• _The task_:
Scan the material for "case". Copy every line it appears in.

• _Source material_:
PR #10518, opened 2022-12-01
Embedded modeler

miguelmaso:
**📝 Description**
Just adding a handy tool for embedded simulations. I've added it to the core because it's importing a core process.

Maybe, in the future, modelers could implement and `UpdateModelPart` or `UpdateGeometry`. But it should be discussed in a separate issue.

**🆕 Changelog**
- Add embedded modeler

### DIFF
--- a/kratos/python_scripts/modelers/embedded_geometry_modeler.py
+++ b/kratos/python_scripts/modelers/embedded_geometry_modeler.py
@@ -1,0 +1,56 @@
+import KratosMultiphysics as KM
+
+class EmbeddedGeometryModeler(KM.Modeler):
+
+    def __init__(self, model, settings):
+        super().__init__(model, settings)
+
+        # Cannot validate as settings may differ ammong input types
+        settings.AddMissingParameters(self.__GetDefaultSettings())
+
+        # Declare required member variables
+        self.model_part = None
+        self.settings = settings
+
+        # Get the model parts
+        self.volume_model_part = model.CreateModelPart(settings["volume_model_part_name"].GetString())
+        self.embedded_model_part = model.CreateModelPart(settings["embedded_model_part_name"].GetString())
+
+    def SetupGeometryModel(self):
+        super().SetupGeometryModel()
+
+    def PrepareGeometryModel(self):
+        super().PrepareGeometryModel()
+
+    def SetupModelPart(self):
+        super().SetupModelPart()
+
+        # Compute the level-set function
+        domain_size = self.volume_model_part.ProcessInfo[KM.DOMAIN_SIZE]
+        if domain_size == 2:
+            if self.settings["discontinuous_distance"].GetBool():
+                KM.CalculateDiscontinuousDistanceToSkinProcess2D(self.volume_model_part, self.embedded_model_part).Execute()
+            else:
+                KM.CalculateDistanceToSkinProcess2D(self.volume_model_part, self.embedded_model_part).Execute()
+        elif domain_size == 3:
+            if self.settings["discontinuous_distance"].GetBool():
+                KM.CalculateDiscontinuousDistanceToSkinProcess3D(self.volume_model_part, self.embedded_model_part).Execute()
+            else:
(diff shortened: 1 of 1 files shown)


kratos/python_scripts/modelers/embedded_geometry_modeler.py
```diff
@@ -0,0 +1,56 @@
...
+class EmbeddedGeometryModeler(KM.Modeler):
+
+    def __init__(self, model, settings):
+        super().__init__(model, settings)
+
+        # Cannot validate as settings may differ ammong input types
+        settings.AddMissingParameters(self.__GetDefaultSettings())
+
+        # Declare required member variables
+        self.model_part = None
```
sunethwarna, line 12: Why do you need this?

kratos/python_scripts/modelers/embedded_geometry_modeler.py
```diff
@@ -0,0 +1,56 @@
...
+                KM.CalculateDistanceToSkinProcess3D(self.volume_model_part, self.embedded_model_part).Execute()
+        else:
+            raise Exception(f"Unknown DOMAIN_SIZE = {domain_size}")
+
+        KM.Logger.PrintInfo("EmbeddedGeometryModeler", "Finished computing distance.")
+
+    @classmethod
+    def __GetDefaultSettings(cls):
+        default_settings = KM.Parameters('''{
+            "echo_level"               : 0,
```
sunethwarna, line 49: The `echo_level` is not used ryt?

sunethwarna (commented):
This is only useful in the case where the initial distance is not changing throughout the simulation ryt? Wouldn't it be better if we can have this as a `Process` (where we can define where this needs to be execute either in `ExecuteInitialize`, `ExecuteInitializeSolutionStep`....) or `Operation`? @rubenzorrilla

kratos/python_scripts/modelers/embedded_geometry_modeler.py
```diff
@@ -0,0 +1,56 @@
...
+        # Cannot validate as settings may differ ammong input types
+        settings.AddMissingParameters(self.__GetDefaultSettings())
+
+        # Declare required member variables
+        self.model_part = None
+        self.settings = settings
+
+        # Get the model parts
+        self.volume_model_part = model.CreateModelPart(settings["volume_model_part_name"].GetString())
+        self.embedded_model_part = model.CreateModelPart(settings["embedded_model_part_name"].GetString())
```
rubenzorrilla:
```suggestion
        self.model_part = model.CreateModelPart(settings["model_part_name"].GetString())
        self.skin_model_part = model.CreateModelPart(settings["skin_model_part_name"].GetString())

```
To be consistent to the usual notation in Kratos.

kratos/python_scripts/modelers/embedded_geometry_modeler.py
```diff
@@ -0,0 +1,56 @@
...
+    @classmethod
+    def __GetDefaultSettings(cls):
+        default_settings = KM.Parameters('''{
+            "echo_level"               : 0,
+            "volume_model_part_name"   : "",
+            "embedded_model_part_name" : "",
+            "discontinuous_distance"   : false
+        }''')
+        return default_settings
+
```
rubenzorrilla, line 55:
```suggestion

#TODO: Remove this once the modelers use the new model-parameters factory
```

rubenzorrilla:
> This is only useful in the case where the initial distance is not changing throughout the simulation ryt? Wouldn't it be better if we can have this as a `Process` (where we can define where this needs to be execute either in `ExecuteInitialize`, `ExecuteInitializeSolutionStep`....) or `Operation`? @rubenzorrilla

Well, it would be more flexible, but I think this would add an extra complexity for a very rare use case. Note that the distance only changes if you're doing FSI. If it is a rigid body movement, you'd still need to specify it it some place. If FSI coupling, you'd need to do it at the coupling level. This contribution makes very much sense for rapid pre-processing or "simple" unfitted simulations.

rubenzorrilla (changes requested):
Testing is missing.

PR #11765, opened 2023-11-03
[GeoMechanicsApplication] Fixed a bug related to handling of conditions

avdg81:
**📝 Description**
We have found that conditions were only added to the computational model part, but never removed from it. In multi-stage analysis, that could result in adding inactive loads from previous stages. That has been corrected.

**🆕 Changelog**
Other changes include:
- Added a simple regression test with two uniform line loads, where each one is active in its own stage.
- Added a static method to Python class `GiDOutputFileReader`, which returns a list of nodal result values at the given time. Optionally, it filters its result given a sequence of node IDs.
- Use `math.isclose` to test whether two given times are nearly equal rather than using `==`.
- Removed some duplicated conditions that had been created by GiD.
- Updated the expected results of the settlement work flow test.
- Added a few nodal results that can be written by class `GeoOutputWriter`: reaction forces, normal contact stresses, and tangential contact stresses.


applications/GeoMechanicsApplication/tests/line_load_tests/line_loads_in_stages/README.md
```diff
@@ -0,0 +1,19 @@
...
+which have displacement degrees of freedom as well as pore water pressure
+degrees of freedom.  The left and right sides of the domain cannot move
+horizontally, whereas the bottom edge has been completely fixed.  Along the top
+edge, uniform vertical line loads are applied.  In the first stage, the line
+load (applied to model part `First_line_load`) has a magnitude of -10.0 N/m.
+In the second stage, the line load (applied to model part `Second_line_load`)
+has a magnitude of -20.0 N/m.  Even though the line loads are associated with
+different model parts, both of them reference the same set of nodes.  Since the
+top edge is fully loaded, the total vertical reactions are expected to be equal
+to 5.0 m * -10.0 N/m = -50.0 N and 5.0 m * -20.0 N/m = -100.0, respectively,
```
WPK4FEM: -100.0 N ( missing unit )

applications/GeoMechanicsApplication/tests/test_settlement_workflow/test_model.mdpa
```diff
@@ -3144,15 +3144,6 @@ Begin Conditions LineNormalLoadDiffOrderCondition2D3N
   27  1  153 183 166
   28  1  55 88 70
   29  1  132 153 142
-  30  2  119 88 102
```
WPK4FEM, line 3147: Good find. Load only the remaining part.

WPK4FEM (dismissed):
Tiny improvement is adding the forgotten unit in the README file

applications/GeoMechanicsApplication/tests/line_load_tests/line_loads_in_stages/README.md
avdg81: Good catch. Done.

applications/GeoMechanicsApplication/tests/test_settlement_workflow/test_model.mdpa
avdg81: Thanks.

WPK4FEM (dismissed):

applications/GeoMechanicsApplication/custom_workflows/write_output.cpp
rfaasse, line 1: (I also forgot in my last PR) Is this a good moment to rename the file to something like geo_output_writer.cpp/h?

applications/GeoMechanicsApplication/tests/test_helper.py
```diff
@@ -529,11 +530,32 @@ def _strip_off_quotes(self, quoted_string):
...
                 return time_results["values"]
 
     @staticmethod
     def get_value_at_node(node, time_results):
         for node_results in time_results:
             if node_results["node"] == node:
                 return node_results["value"]
+
+    @staticmethod
+    def nodal_values_at_time(result_item_name, time, output_data, node_ids=None):
```
rfaasse, line 542: It seems that this function has some overlap with the get_values_at_time and get_value_at_node. Do you think we could replace the older functions with this more elaborate one?

rfaasse (dismissed):
Clear PR, good find! Just two (non-blocking) comments.

applications/GeoMechanicsApplication/tests/test_helper.py
avdg81: Good point! Yes, I think we can. However, I would propose to do that in a separate PR.

applications/GeoMechanicsApplication/custom_workflows/write_output.cpp
avdg81: Good suggestion. Done.

rfaasse (approved):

• _Result of the exercise_:
This is only useful in the case where the initial distance is not changing throughout the simulation ryt? Wouldn't it be better if we can have this as a `Process` (where we can define where this needs to be execute either in `ExecuteInitialize`, `ExecuteInitializeSolutionStep`....) or `Operation`? @rubenzorrilla
> This is only useful in the case where the initial distance is not changing throughout the simulation ryt? Wouldn't it be better if we can have this as a `Process` (where we can define where this needs to be execute either in `ExecuteInitialize`, `ExecuteInitializeSolutionStep`....) or `Operation`? @rubenzorrilla
Well, it would be more flexible, but I think this would add an extra complexity for a very rare use case. Note that the distance only changes if you're doing FSI. If it is a rigid body movement, you'd still need to specify it it some place. If FSI coupling, you'd need to do it at the coupling level. This contribution makes very much sense for rapid pre-processing or "simple" unfitted simulations.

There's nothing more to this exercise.